**Task prompt**
Pull out every line with the word "inputField" from the entries below.

**Data extract**
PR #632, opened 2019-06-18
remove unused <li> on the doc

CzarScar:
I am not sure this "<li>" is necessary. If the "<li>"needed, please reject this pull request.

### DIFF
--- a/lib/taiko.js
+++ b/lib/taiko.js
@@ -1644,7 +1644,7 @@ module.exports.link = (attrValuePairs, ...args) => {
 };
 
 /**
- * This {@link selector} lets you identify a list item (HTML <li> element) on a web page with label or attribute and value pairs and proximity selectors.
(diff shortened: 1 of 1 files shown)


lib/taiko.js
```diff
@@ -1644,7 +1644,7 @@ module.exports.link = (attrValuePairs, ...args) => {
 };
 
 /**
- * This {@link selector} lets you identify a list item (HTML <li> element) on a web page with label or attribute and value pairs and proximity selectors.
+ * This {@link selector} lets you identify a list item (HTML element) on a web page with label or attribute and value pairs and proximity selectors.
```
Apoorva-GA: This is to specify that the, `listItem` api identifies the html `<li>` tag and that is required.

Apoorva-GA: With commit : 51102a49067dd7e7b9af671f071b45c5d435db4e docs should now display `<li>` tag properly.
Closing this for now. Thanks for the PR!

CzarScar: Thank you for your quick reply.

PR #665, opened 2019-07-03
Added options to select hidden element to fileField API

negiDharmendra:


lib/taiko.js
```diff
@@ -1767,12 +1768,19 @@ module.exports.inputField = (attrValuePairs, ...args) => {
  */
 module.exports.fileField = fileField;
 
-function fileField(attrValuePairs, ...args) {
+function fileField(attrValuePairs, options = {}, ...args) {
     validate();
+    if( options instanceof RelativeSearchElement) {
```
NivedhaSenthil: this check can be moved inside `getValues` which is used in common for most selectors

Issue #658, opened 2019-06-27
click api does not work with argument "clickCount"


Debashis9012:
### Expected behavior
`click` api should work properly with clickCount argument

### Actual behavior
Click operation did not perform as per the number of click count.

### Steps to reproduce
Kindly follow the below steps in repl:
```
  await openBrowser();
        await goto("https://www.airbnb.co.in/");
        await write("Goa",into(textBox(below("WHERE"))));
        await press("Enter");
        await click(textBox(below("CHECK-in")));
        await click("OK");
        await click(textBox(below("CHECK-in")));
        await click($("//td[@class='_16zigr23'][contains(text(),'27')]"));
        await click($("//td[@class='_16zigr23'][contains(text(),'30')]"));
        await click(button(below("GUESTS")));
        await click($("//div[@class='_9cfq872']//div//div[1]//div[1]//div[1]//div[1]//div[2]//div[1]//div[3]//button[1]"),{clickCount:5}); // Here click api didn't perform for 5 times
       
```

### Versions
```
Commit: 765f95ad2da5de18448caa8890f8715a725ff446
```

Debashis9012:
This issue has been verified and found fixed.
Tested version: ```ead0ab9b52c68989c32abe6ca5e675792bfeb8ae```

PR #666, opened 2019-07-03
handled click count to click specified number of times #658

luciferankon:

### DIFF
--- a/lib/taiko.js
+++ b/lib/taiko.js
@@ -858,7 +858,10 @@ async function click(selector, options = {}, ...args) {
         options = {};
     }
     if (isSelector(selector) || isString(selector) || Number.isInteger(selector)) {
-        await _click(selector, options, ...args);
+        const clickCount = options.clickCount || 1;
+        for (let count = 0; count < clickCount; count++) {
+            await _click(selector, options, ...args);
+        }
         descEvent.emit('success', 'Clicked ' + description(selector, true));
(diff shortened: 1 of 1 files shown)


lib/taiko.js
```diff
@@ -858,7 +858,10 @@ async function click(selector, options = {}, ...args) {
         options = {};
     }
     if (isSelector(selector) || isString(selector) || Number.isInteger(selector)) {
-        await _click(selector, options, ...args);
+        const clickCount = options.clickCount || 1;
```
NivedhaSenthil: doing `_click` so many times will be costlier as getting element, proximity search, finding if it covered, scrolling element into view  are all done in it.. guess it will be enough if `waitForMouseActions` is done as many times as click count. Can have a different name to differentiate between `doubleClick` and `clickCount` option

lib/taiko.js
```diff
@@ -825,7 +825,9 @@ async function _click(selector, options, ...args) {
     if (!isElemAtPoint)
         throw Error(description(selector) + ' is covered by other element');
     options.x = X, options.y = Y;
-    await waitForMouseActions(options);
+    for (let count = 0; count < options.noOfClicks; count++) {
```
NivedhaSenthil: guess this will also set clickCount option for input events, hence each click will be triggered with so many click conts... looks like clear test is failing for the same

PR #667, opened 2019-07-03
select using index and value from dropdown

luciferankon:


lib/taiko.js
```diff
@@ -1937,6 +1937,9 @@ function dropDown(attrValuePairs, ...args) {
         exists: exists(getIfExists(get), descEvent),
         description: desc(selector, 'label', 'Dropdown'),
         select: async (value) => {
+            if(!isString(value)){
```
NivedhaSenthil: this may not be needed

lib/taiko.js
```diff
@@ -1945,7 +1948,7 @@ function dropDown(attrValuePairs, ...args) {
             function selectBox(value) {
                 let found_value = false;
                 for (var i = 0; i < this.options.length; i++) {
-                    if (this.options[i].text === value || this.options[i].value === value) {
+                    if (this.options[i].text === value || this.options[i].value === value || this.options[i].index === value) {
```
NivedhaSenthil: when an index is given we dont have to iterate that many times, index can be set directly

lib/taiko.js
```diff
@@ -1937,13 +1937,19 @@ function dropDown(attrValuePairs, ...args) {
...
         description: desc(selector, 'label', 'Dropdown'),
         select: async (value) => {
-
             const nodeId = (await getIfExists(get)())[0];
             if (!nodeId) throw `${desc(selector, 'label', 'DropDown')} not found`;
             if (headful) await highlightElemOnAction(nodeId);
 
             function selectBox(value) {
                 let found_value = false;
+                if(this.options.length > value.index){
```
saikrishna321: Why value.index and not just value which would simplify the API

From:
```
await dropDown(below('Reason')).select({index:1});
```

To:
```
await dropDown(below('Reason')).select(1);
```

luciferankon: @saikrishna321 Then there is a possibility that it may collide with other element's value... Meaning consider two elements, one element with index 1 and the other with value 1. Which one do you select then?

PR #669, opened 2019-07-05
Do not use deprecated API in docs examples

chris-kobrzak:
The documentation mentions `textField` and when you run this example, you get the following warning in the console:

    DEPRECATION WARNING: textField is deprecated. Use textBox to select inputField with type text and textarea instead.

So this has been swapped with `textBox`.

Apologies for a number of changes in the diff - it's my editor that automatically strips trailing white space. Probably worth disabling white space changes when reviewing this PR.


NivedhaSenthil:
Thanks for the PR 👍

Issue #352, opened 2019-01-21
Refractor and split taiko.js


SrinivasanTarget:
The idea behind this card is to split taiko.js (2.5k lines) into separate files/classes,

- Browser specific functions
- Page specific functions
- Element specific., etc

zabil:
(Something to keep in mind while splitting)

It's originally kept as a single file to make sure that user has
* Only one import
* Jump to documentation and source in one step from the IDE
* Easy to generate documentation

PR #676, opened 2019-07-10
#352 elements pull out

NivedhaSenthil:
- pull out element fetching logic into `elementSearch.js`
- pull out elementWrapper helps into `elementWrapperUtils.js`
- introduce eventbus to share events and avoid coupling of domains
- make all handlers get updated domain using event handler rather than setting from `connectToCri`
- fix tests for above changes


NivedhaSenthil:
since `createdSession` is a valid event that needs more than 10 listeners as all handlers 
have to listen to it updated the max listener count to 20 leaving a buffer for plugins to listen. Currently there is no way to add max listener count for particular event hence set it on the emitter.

**Result of the exercise**
@@ -1767,12 +1768,19 @@ module.exports.inputField = (attrValuePairs, ...args) => {
    DEPRECATION WARNING: textField is deprecated. Use textBox to select inputField with type text and textarea instead.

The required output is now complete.